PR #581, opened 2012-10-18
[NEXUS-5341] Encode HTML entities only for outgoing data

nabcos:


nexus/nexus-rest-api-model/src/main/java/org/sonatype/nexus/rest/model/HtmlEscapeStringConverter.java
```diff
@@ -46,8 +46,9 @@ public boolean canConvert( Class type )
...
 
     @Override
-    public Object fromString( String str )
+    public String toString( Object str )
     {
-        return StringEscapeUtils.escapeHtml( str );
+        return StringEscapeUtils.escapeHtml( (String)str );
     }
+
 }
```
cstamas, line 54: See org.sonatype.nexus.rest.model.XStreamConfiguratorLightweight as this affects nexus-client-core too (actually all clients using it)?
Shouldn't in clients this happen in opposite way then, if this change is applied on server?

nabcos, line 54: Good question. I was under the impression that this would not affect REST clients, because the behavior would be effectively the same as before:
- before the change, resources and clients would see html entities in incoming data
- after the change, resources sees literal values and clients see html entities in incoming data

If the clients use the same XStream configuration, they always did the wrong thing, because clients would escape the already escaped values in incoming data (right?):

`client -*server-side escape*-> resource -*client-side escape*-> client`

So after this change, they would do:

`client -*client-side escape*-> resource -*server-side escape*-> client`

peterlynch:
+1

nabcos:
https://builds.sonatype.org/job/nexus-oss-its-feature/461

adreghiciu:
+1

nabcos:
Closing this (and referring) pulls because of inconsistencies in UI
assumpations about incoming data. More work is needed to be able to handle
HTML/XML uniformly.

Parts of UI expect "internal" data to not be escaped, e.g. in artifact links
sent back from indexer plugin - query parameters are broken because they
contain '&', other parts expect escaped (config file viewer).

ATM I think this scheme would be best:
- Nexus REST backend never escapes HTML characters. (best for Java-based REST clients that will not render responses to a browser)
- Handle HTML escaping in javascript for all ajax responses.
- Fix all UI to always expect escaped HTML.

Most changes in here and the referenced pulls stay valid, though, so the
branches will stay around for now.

========

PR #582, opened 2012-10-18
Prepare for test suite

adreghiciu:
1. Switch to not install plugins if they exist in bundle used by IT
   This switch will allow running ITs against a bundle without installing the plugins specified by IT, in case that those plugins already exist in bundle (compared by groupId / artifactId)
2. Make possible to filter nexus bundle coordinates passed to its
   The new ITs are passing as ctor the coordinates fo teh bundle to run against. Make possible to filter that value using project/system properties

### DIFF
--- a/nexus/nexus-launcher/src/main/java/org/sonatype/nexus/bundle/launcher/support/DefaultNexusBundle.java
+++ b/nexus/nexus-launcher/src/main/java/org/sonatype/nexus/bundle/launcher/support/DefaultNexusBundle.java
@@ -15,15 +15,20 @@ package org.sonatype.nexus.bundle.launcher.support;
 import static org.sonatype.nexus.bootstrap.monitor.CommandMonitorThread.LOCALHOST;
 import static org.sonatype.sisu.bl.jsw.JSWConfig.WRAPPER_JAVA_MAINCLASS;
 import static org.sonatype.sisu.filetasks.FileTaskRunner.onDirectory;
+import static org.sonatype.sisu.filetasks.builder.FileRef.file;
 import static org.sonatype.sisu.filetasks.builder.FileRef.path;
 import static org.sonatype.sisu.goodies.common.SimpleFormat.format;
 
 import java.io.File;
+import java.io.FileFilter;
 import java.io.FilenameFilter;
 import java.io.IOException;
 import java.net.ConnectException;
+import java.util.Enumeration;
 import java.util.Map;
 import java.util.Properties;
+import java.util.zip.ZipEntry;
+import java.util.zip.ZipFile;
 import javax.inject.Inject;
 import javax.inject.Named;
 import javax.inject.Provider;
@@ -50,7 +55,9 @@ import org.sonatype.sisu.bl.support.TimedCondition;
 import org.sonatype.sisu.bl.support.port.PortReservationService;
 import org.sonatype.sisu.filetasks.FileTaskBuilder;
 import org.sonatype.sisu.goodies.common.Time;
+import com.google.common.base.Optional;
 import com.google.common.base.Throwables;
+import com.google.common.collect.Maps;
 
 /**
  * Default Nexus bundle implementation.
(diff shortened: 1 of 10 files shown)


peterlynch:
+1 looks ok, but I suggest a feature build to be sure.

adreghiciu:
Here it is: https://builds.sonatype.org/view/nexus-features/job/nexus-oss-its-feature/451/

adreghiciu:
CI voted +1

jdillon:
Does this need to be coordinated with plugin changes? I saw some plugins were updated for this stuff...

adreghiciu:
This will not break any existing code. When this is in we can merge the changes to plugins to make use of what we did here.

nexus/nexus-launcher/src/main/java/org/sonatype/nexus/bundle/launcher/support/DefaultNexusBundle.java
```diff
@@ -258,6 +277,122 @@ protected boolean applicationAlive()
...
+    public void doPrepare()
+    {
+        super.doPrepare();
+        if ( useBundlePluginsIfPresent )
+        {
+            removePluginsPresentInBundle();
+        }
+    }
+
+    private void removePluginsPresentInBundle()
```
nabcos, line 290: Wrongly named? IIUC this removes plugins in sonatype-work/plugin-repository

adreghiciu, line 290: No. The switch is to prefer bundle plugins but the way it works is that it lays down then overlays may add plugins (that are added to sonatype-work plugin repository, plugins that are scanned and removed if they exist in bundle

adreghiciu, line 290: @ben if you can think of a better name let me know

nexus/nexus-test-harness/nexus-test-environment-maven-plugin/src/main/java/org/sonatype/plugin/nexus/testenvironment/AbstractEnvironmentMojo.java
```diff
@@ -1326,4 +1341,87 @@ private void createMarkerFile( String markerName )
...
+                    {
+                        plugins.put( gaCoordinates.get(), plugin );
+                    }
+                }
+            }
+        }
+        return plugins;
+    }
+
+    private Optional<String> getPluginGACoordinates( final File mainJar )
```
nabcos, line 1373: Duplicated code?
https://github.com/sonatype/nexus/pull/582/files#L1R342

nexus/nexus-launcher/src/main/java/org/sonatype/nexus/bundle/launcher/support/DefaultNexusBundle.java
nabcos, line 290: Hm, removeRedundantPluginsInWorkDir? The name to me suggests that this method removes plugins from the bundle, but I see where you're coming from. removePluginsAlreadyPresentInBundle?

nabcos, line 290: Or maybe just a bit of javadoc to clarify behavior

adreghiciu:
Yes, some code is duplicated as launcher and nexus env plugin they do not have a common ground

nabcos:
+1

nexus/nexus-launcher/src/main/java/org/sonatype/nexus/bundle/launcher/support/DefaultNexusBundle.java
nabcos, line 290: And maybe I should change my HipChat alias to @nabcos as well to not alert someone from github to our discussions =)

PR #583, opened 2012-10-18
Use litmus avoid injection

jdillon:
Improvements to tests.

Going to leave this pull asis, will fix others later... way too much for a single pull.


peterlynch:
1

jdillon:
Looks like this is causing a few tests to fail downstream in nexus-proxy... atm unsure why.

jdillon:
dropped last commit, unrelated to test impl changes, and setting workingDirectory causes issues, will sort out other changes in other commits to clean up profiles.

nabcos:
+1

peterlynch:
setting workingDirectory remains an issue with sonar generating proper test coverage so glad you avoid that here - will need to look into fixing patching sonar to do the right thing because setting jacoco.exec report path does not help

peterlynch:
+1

========

* _Assignment_
Whenever a line of the records holds the string "best", pick it out and copy it.

* _Response_
ATM I think this scheme would be best:
- Nexus REST backend never escapes HTML characters. (best for Java-based REST clients that will not render responses to a browser)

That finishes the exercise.